W gronie tych ludzi jest między innymi Ewa Drozd, która jeden ze swoich charytatywnych balów walentynkowych poświeciła zbiórce pieniędzy na leczenie tego dziecka. Wczoraj rodzice chłopczyka mieli okazję podziękować jej za pomoc, podobnie jak i rodzice kilkorga innych małych głogowian.

W biurze poselskim było bardzo wesoło, gdyż kilkoro małych głogowian, razem z Oliwierem, zostało zaproszonych na świąteczne spotkanie. Dzieci zostały obdarowane prezentami - zabawkami i słodyczami. Poza Oliwierem, wszystkie są chore i nadal potrzebują ogromnego wparcia finansowego na leczenie. Są to Julia i Karolina Rabenda, Jaś Walos i Adrian Pich.
- Od lat organizuję bale charytatywne, z których dochód przeznaczam na pomoc dla dzieci - powiedziała E. Drozd. W sumie podczas pięciu takich imprez udało się zebrać ponad 270 tys. zł. Pieniądze zostały przeznaczone na leczenie dzieci a także na zakup specjalistycznego sprzętu dla maluchów do głogowskiego szpitala.
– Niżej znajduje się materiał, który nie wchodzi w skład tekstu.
PR #534, opened 2021-08-02
Add a command to copy the url of the current page

xavier630:
I was finding that this was a really common workflow and wanted to speed it up. I figured others could benefit from it.

This current implementation is just for Chrome, but is generic enough to work with all browsers once we have a shared place to put it. I just didn't want to duplicate it four times without the shared place. For context see (https://github.com/knausj85/knausj_talon/issues/532).


apps/generic_browser.talon
```diff
@@ -1,6 +1,7 @@
 tag: browser
 -
 (address bar | go address | go url): browser.focus_address()
+(address copy | url copy | copy address | copy url ): user.address_copy()
```
xavier630, line 4: Quite a few different commands here as I try to stay consistent with the existing commands in the file but also meet the desired object -> verb standards

rntz:
This probably doesn't need to be an action; since it will have the same implementation across ask browsers so far, you can put it in generic_browser.talon.

xavier630:
> This probably doesn't need to be an action; since it will have the same implementation across all browsers so far, you can put it in generic_browser.talon.

Hmm is this the current stance? I was under the impression we were trying to move implementations away from .talon files.

rntz:
*action* implementations in .talon files are deprecated and eventually will stop working, those look like this:

```
action(edit.undo): key(ctrl-/)
```

But voice commands in .talon files aren't going away, and not every voice command needs to be implemented by a single action. This would be a fairly normal voice command:

```
copy address:
  browser.focus_address()
  sleep(50ms)
  edit.copy()
```

xavier630:
I imagine the downside is that this becomes hard to overwrite for specific cases or to call in another action later? But yep can do if that's preferred 👍

xavier630:
@rntz it's now all in .Talon files

rntz (approved):

PR #535, opened 2021-08-02
Make slap command work with Slack

xavier630:
Without this Slack currently submits messages and comments rather than creating a new line.

The implementation involves can turning slap into an action and then of overwriting that action for Slack alone.


code/line_commands.py
```diff
@@ -44,3 +44,7 @@ def camel_right():
     def line_clone(line: int):
         """Clones specified line at current position"""
 
+    def slap():
+        """Move cursor to the right by camel case/subword"""
+        actions.edit.line_end()
+        actions.key("enter")
```
xavier630, line 50: Quick flag that it was hard to decide if this belonged in `line_commands.py` or `edit.py` since they both had very similar (overlapping?) commands

apps/slack/mac.py
```diff
@@ -9,6 +9,10 @@
 
 @ctx.action_class("user")
 class UserActions:
+    def slap():
```
rntz, line 12: What is the conceptual action that user.slap() is actually encapsulating here? It ought to be named after that instead of something ambiguous like "slap". Also it needs an accurate docstring.

code/line_commands.py
rntz: It should probably be in edit.py, since it has nothing to do with line numbers.

rntz (changes requested):
Besides the changes I requested, this is a significant change to a basic command, so I'd appreciate a second opinion.

apps/slack/mac.py
xavier630: Yeah, good call. And nice catch on the docstring.

xavier630:
@rntz, I've renamed the action, updated the docstring and moved it to edit.py

Let me know if you have any other thoughts 👍

apps/slack/slack.py
```diff
@@ -13,3 +14,9 @@
 os: mac
 and app.bundle: com.tinyspeck.slackmacgap
 """
+
+@ctx.action_class("user")
+class UserActions:
```
xavier630, line 19: @rntz, I think that this is actually applying outside the Slack context. Any tips on how to make this override only apply to Slack?

pokey:
```py
ctx.matches = r"""
app: slack
"""
```

code/edit.py
```diff
@@ -36,3 +36,8 @@ def words_right(n: int):
         """Moves right by n words."""
         for _ in range(n):
             actions.edit.word_right()
+
+    def insert_blank_line_below():
```
pokey, line 40: Is this not the same as [`edit.line_insert_down`](https://github.com/knausj85/knausj_talon/blob/dded1d6e83c9cedad12ce7928e5c317b25f8306f/code/platforms/mac/edit.py#L87-L88)?

apps/slack/slack.py
xavier630: Ah, the context needs to be defined as well as the mod? Makes sense - thank you

xavier630:
@pokey, added the context and hooked into the basic edit command 👍

fidgetingbits (commented):
I might be missing something, but isn't this missing the default slap behavior now if the action isn't defined? if so this will break slap everywhere outside of slack? i don't use it, but I feel other people probably do so would have to add a default action for common editor apps (or wherever people are using it) that preserves the old behavior? or was that the case already with line_end() action not being defined in most?

xavier630:
I don't think I fully understand your worries. 

Slap works everywhere outside Slack and default behaviour for `insert_line_down` already existed without needing to be 
implemented in this PR. I've now moved it up to a more generic level rather than an operating system level but I think that either way it should work.

Let me know if I'm missing something here.

fidgetingbits:
OK, I misunderstood. thought it was a new action

PR #536, opened 2021-08-02
implement cancel command properly

rntz:


code/cancel.py
```diff
@@ -0,0 +1,15 @@
+from talon import speech_system, actions
+import logging
+
+cancel_phrase = "cancel cancel".split()
+
+def pre_phrase(d):
+    logging.info(d)
```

Na jednym z nich udało się zebrać 50 tys. zł dla Oliwiera. - Teraz nasz synek jest już zdrowy - powiedziała nam jego mama. - Jesteśmy bardzo szczęśliwi. Musimy jednak jeszcze jeździć z nim na kontrole, i wciąż gdzieś w nas jest jeszcze niepokój o jego zdrowie.

Na kolejnym balu zebrano 80 tys. zł dla trzyletnich Julki i Karolinki. - To była dla nas ogromna pomoc, za którą jesteśmy pani poseł bardzo wdzięczni - mówi mama bliźniaczek Edyta Rabenda. - Pieniądze przeznaczyliśmy na ich rehabilitację. Sami nie bylibyśmy w stanie nigdy zebrać takiej kwoty. Jest duża poprawa, ale jeszcze wiele pracy przed nami. Najważniejszym dniem będzie ten, gdy dziewczynki zaczną same chodzić.

Dziewięciomiesięczny Jaś czeka wciąż na operację nóżek. Na wczorajszym spotkaniu jego rodzice otrzymali od Ewy Drozd symboliczny czek na 7,6 tys. zł. To pieniądze, które zostały zebrane podczas urodzinowej imprezy posłanki, zamiast urodzinowych kwiatów. - Za kilka tygodni lecimy do USA na konsultacje - powiedziała nam jego mama. - Wierzymy, że uda się nam zebrać całą kwotę na leczenie i nasz synek będzie chodził.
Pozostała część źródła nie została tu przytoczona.